Law and Fair Work in China by Sean Cooney Sarah Biddulph Ying Zhu

Law and Fair Work in China by Sean Cooney Sarah Biddulph Ying Zhu

Author:Sean Cooney, Sarah Biddulph, Ying Zhu [Sean Cooney, Sarah Biddulph, Ying Zhu]
Language: eng
Format: epub
Tags: Social Science, Ethnic Studies, General
ISBN: 9780415674072
Google: 65xanNEYPk8C
Publisher: Routledge
Published: 2013-01-15T05:46:19+00:00


The scope of the Labour Contract Law

While clearly not a definitive answer to the gaps and enforcement problems left over from the Labour Law, the Labour Contract Law clearly improves the regulatory framework for work in China and, by means of its formalization measures, seeks to ensure that the terms and conditions of millions of individual workers are readily identifiable and accessible, not only for the parties to labour relationships but also for enforcement agencies.

Nonetheless, the Law reproduces the conceptual frame set out in the Labour Law. Like that Law, it avoids the Chinese terminology of ‘employment’ (although these terms are universally deployed in English translations), continuing instead to refer to ‘work units’ (用人单位) and ‘persons engaged in labour’ (劳动者). As we discussed in Chapter 4, this means that persons such as agricultural workers, students, home workers and independent contractors continue to be excluded.9 One exclusion is, however, addressed. This concerns the position where a work unit is not validly registered and thus is unlawful. As we have seen, where workers are engaged by individuals, the standards in the Labour Law and the provision of the Labour Contract Law cannot apply, since individuals are not ‘work units’.

One obvious solution to this problem is to enable a labour contract to be concluded with an individual; the Labour Contract Law eschews this, presumably because it would radically alter the conceptual framework underlying Chinese Labour Law.
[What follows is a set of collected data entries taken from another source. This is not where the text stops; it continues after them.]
PR #47, opened 2015-11-06
Various fixes 2

### LINKED ISSUE #42: Make sure writes are thread safe
We are using `Puma` in a threaded environment. `SQLite` gest unhappy if you try to commit from 2 threads. Do we need a monitor around write uses, or does `Sequel` have a way of handling this natively? Do we need to reduce the DB connection pool to 1 when using `SQLite`?

### LINKED ISSUE #46: JRuby build is slow
The JRuby build is massively slower than MRI. I suspect this is due to JRuby warm up time happening in all the spawns in the integration specs. I've heard there are gems which can pre-warm the JVM... these may drastically speed up the build.

smellsblue:
This fixes #42 and fixes #46, along with some random things I found along the way.


spec/gemstash/storage_spec.rb
```diff
@@ -67,8 +66,8 @@
     end
 
     context "with a previously stored resource" do
-      let(:resource_id) { SecureRandom.uuid }
-      let(:content) { SecureRandom.base64 }
+      let(:resource_id) { "42" }
+      let(:content) { "zapatito" }
```
pcarranza: :laughing: 

42 is a perfect randomly generated number!

spec/support/jruby_binstubs/bundle
```diff
@@ -0,0 +1,25 @@
...
+module Bundler
+  #:nodoc:
+  class Fetcher
+    # The Bundler user_agent uses SecureRandom, which causes the specs
+    # to run out of entropy and run a lot longer than they need to.
+    def user_agent
+      "gemstash spec"
+    end
+  end
+end
```
pcarranza: I wonder if it makes sense to create a Random generator based on a SecureRandom seed and just keep it around.

No a blocker, though

pcarranza:
Looks good, go for it :+1:

spec/support/jruby_binstubs/bundle
smellsblue: I don't think it's necessary, this is only in use for JRuby to speed up the build there. MRI doesn't seem to have the same problem, and the random number being generated doesn't really have any benefit in our specs. André pointed out in chat, it's for matching requests, which we don't really care about in the specs (nothing is hitting the actual rubygems servers).

PR #52, opened 2015-11-29
Support mysql as DB backend

### LINKED ISSUE #51: Add support for mysql as DB backend
Just that.

pcarranza:
This provides mysql as DB backend, and also reduces the size of the authorization key because mysql does not support keys so large (and they are not necessary)

Fixes #51 

cc @indirect @smellsblue

### DIFF
--- a/lib/gemstash/cli/setup.rb
+++ b/lib/gemstash/cli/setup.rb
@@ -77,27 +77,27 @@ module Gemstash
 
       def ask_database
         say_current_config(:db_adapter, "Current database adapter")
-        options = %w(sqlite3 postgres)
+        options = %w(sqlite3 postgres mysql)
         database = nil
 
         until database
-          database = @cli.ask "What database adapter? [SQLITE3, postgres]"
+          database = @cli.ask "What database adapter? [SQLITE3, postgres, mysql]"
           database = database.downcase
           database = "sqlite3" if database.empty?
           database = nil unless options.include?(database)
         end
 
         @config[:db_adapter] = database
-        ask_postgres_details if database == "postgres"
+        ask_database_details(database) unless database == "sqlite3"
       end
 
-      def ask_postgres_details
+      def ask_database_details(database = "postgres")
         say_current_config(:db_url, "Current database url")
 
         if RUBY_PLATFORM == "java"
-          default_value = "jdbc:postgres:///gemstash"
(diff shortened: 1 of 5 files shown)


lib/gemstash/cli/setup.rb
```diff
@@ -77,27 +77,27 @@ def ask_memcached_details
...
           database = nil unless options.include?(database)
         end
 
         @config[:db_adapter] = database
-        ask_postgres_details if database == "postgres"
+        ask_database_details(database) unless database == "sqlite3"
       end
 
-      def ask_postgres_details
+      def ask_database_details(database = "postgres")
```
smellsblue: Is the default value necessary? It seems like a value is always provided

lib/gemstash/migrations/02_authorizations.rb
```diff
@@ -2,7 +2,7 @@
   change do
     create_table :authorizations do
       primary_key :id
-      String :auth_key, :size => 2056, :null => false
+      String :auth_key, :size => 255, :null => false
```
smellsblue: I believe the auth key can be user provided. The generated value is used if the user doesn't explicitly give a value. Should this limit be indicated in the docs perhaps? Is it possible there will come a day when 255 won't be enough for a secure auth token? Should we consider using a data type that works with the larger size with MySQL rather than reduce the size? Or should we document the limit and just migrate the table later if we want to expand it?

pcarranza: Docs make sense.

From the enoughness point of view, 32 chars (+4 dashes) is the length of a uuid. UUIDs are considered as universal unique ids. There is a really [good page on the wikipedia](https://en.wikipedia.org/wiki/Universally_unique_identifier#Random_UUID_probability_of_duplicates) that explains what is the probability of finding a duplicate (a thing that can actually happen) and it looks to be highly unlikely.

In other words, I wouldn't worry about running out of uuids any time soon, and we still have room for putting 7 uuids in a row as an auth key.

lib/gemstash/cli/setup.rb
pcarranza: Not really, it was just left there in the process of refactoring this as a safety measure.

I'll drop it.

smellsblue:
:+1:

PR #55, opened 2015-12-04
Use ternary operator for one-line condition

farukaydin:
Although it's not a big deal, I recommend using ternary operator for one-line conditions.

### DIFF
--- a/lib/gemstash/cli/start.rb
+++ b/lib/gemstash/cli/start.rb
@@ -41,11 +41,7 @@ module Gemstash
       end
 
       def daemonize_args
-        if daemonize?
-          ["--daemon"]
-        else
-          []
-        end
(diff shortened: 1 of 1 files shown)


smellsblue:
Personally, I'm not a fan of the ternary operator... seen it abused to the point where I avoid it. I realize I'm probably a strong minority on that, though, so if it passes Rubocop and @pcarranza is happy with it, I'm cool with this.

pcarranza:
I'm in the same page as @smellsblue, not a fan of the `iif` form as it is too dense and forces me to stop and think too much about that one line => it is at least 3 lines condensed in one.

I do not see a reason to merge it. It is just a style change.

farukaydin:
Fair enough, I'm closing it since both of you recommend. Thanks for review.

Issue #56, opened 2015-12-04
Gemstash command outputs


farukaydin:
Currently, ```gemstash start``` doesn't return any output, and ```gemstash stop``` returns ```Command stop sent success```.

I think it's better to return outputs like "Gemstash started/stopped successfully!". If you're :+1: on this, I can work on it.

smellsblue:
Aboslutely, thanks! The stop output is coming from Puma, I think it's probably ok to leave that output and add the Gemstash output, unless it's trivial to block it.

PR #58, opened 2015-12-06
Add start/stop command gemstash outputs

farukaydin:
Fixes https://github.com/bundler/gemstash/issues/56

I didn't add any test since I think it doesn't need.

### DIFF
--- a/lib/gemstash/cli/start.rb
+++ b/lib/gemstash/cli/start.rb
@@ -10,6 +10,7 @@ module Gemstash
         prepare
         setup_logging
         store_daemonized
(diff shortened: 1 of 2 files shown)


pcarranza:
Just wonder if it makes more sense to do it with `cli.say` rather than the logger. Then you can even say it in green :smile: 

@smellsblue thoughts?

farukaydin:
@pcarranza updated like you mentioned. I think it's better (and green :smile:)

pcarranza:
LFTM :+1: 

Let's wait for @smellsblue if you don't mind

smellsblue:
:+1:

PR #59, opened 2015-12-06
Fix docs 'gemstash' command as 'gemstash authorize' for api key

farukaydin:
Use "gemstash authorize" command instead of "gemstash" for private gems doc.


pcarranza:
:+1:

farukaydin:
:rocket: :tada:

PR #64, opened 2015-12-14
utf8 is 4 bits on MySQL >= 5.5

chriseckhardt:
This works around the error 'Mysql::Error: Index column size too large. The
maximum column size is 767 bytes'


pcarranza:
Awesome! thanks!

Let's wait for the checks and I'll just merge it in :+1:

PR #1049, opened 2022-06-29
Title2 xkatqz

atuser1-scio:
Content2_xkatqz


test_file_srznip.txt
```diff
@@ -0,0 +1 @@
+srznip vbfs
```
atuser1-scio, line 1: Comment2 scajem

PR #6360, opened 2018-07-10
Change String#includes? for multiple substrings

delef:
Example:
`"Bar".includes?('a', 'r') # => true` or `"Crystal".includes?("Cry", "al") # => true`
but
`"Crystal".includes?("Cry", "ol") # => false`

### DIFF
--- a/spec/std/string_spec.cr
+++ b/spec/std/string_spec.cr
@@ -840,12 +840,17 @@ describe "String" do
     describe "by char" do
       it { "foo".includes?('o').should be_true }
       it { "foo".includes?('g').should be_false }
+      it { "foo".includes?('f', 'o').should be_true }
+      it { "foo".includes?('f', 'g').should be_false }
     end
 
     describe "by string" do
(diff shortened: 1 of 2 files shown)


spec/std/string_spec.cr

It adopts instead a second best, but ingenious, solution, which first appeared in the provincial wage regulations developed during the Wages Campaign discussed in Chapter 5. That is, if a worker has performed services for an unlawful entity, the entity or the individuals who have contributed capital to it must pay outstanding remuneration and economic compensation to the worker for loss caused (article 93).